3.5 stars. I started reading this book and although I enjoyed the stories in them I had a very difficult time reading the actual writing. The book was written in the 1950s and had many more details than necessary in order to make the story fit. I think part of the story was trying to think the people involved in her life. I really really enjoyed listening about the cases that they encountered the hardships that they went through and how hard they had to work in order to create the frontier nursing services. Everything that Mary Breckenridge and her friends and family went through to create the service was incredibly daunting. Her personal life, losing her husband and children would have been devastating. To replace that with something so long standing is a great legacy. The frontier nursing service can create so many new midwives and nurse practitioners, they will change the world, and it will still be owed to her. The families in the area I’m sure will never forget the kindness that Mary and her nurses showed them.
Although it was a challenge to read, I liked the book. I wish that there were additional pictures! And an update since 1981 as everything has changed.
Amazing story of the rural nursing service founded in the Kentucky mountains. Though fairly dry, there are numerous stories of fording high rivers on swimming horses, dragging building supplies with mule teams that enliven the story. Also there are many details of the challenges of public health and midwifery in the 1920's and 30's in the isolated mountains.
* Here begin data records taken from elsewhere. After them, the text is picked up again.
PR #434, opened 2020-03-25
SWIFT-750 Don't block in thread pool while waiting for a connection

kmahar:
Fixes the problem I found the other day where we can end up deadlocked if there are no connections free and all the threads in the thread pool are waiting for connections.

### DIFF
--- a/Sources/MongoSwift/Operations/Operation.swift
+++ b/Sources/MongoSwift/Operations/Operation.swift
@@ -11,6 +11,14 @@ internal protocol Operation {
     func execute(using connection: Connection, session: ClientSession?) throws -> OperationResult
 }
 
+/// Contains the result of attempting to execute an operation in the thread pool.
+private enum ExecuteResult<T> {
+    /// Indicates that the operation was successfully executed and returned the associated value.
+    case success(T)
+    /// Indicates that a connection was not available and the operation should be resubmitted to the pool.
+    case resubmit
+}
+
 /// Operation executor used by `MongoClient`s.
 internal class OperationExecutor {
     /// A group of event loops to use for running operations in the thread pool.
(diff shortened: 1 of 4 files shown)


Sources/MongoSwift/Operations/Operation.swift
```diff
@@ -94,13 +132,6 @@ internal class OperationExecutor {
     }
 }
 
-/// Given a client and optionally a session associated which are to be associated with an operation, returns a
-/// connection for the operation to use. After the connection is no longer in use, it should be returned by
-/// passing it to `returnConnection` along with the same client and session that were passed into this method.
-internal func resolveConnection(client: MongoClient, session: ClientSession?) throws -> Connection {
```
kmahar: we only called this method in one place, and also its docstring was out of date. it seemed better to just move this logic into the place we called this, where it was already documented

Tests/MongoSwiftTests/MongoClientTests.swift
```diff
@@ -33,4 +33,21 @@ final class MongoClientTests: MongoSwiftTestCase {
...
+        try self.withTestNamespace { _, _, coll in
+            let docs: [Document] = (1...10).map { ["x": .int32($0)] }
+            _ = try coll.insertMany(docs).wait()
+
+            let cursors = try (1...100).map { _ in try coll.find().wait() }
+
+            // queue up more operations
+            let waitingOperations = (1...MongoClient.defaultThreadPoolSize).map { _ in coll.countDocuments() }
+            // cursors can still make progress even though operations are waiting
+            _ = try cursors.map { try $0.toArray().wait() }
```
kmahar: I'm not sure how useful this test is because I don't think there's a way to guarantee that all of the `waitingOperations` have been submitted to the thread pool prior to all of these `toArray` calls getting submitted.

however, I can confirm that this test consistently deadlocks on master and never deadlocks on this branch (and that the same is true for the benchmark I originally discovered this with), so that seems like a decent indicator that the problem is fixed.

patrickfreed:
Looks like sourcery needs to be run, but other than that LGTM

Also a very clear vision and ability to move forward to become a world training center for delivery of medical care in rural areas.
Although this book was interesting and I learned a great deal about the effort that went into starting the FNS, my hope in reading this book was to hear stories about the midwives and the births they attended. That was less than 20% of the book. For anyone wanting to know how FNS started, this is a very thorough retelling of people and inspiration and donations and struggles and building and so forth. For someone looking for birth stories, this is not the book for you.
While this autobiography is a fairly dry and factual work, the life of Mary Breckenridge is anything but dry. There is a PBS short film of 10 minutes that is worth digging up to watch about her. She is the creator of frontier nursing and rural health.
The best part is the first page of chapter 25, when she mentions Dr. Mildred McKee, my grandmother that I never met, and her young baby, my dad! 😊 I also found, on YouTube, the movie she mentions later in the book, The Forgotten Frontier. Very interesting to me to see this.
I loved this book. I learned so much. Mary Breckenridge was a FORCE! Great respect for her and the INCREDIBLE nurses who got to their patients on horseback. I'm just blown away by all they did. Amazing story!
author is the founder of the renowned Frontier Nursing Services (FNS), based in Hyden, KY; before getting to the actual beginning of FNS, this book slogs through the authors rearing as a young child (in case you can’t tell, that was of NO interest to me); once the book got into the FNS information it was far more enjoyable; overall this author is very free with honoring in print the names of people who have no meaning to those of us who don’t travel in those circles. I am guessing the author listed all those individuals in hopes of getting more donations. A worthy reading, only because I am an RN, living in KY, who has a best friend who started nursing practice at FNS before coming to Berea College plus I am always looking for ways to celebrate KY’s positive heritage (this certainly is a MOST positive story, tho’ not well told here). As a general rule, the general public would throw this book out with the bath water; purchased hardback, Madison County Public Library, Berea, book sale; 366 pgs.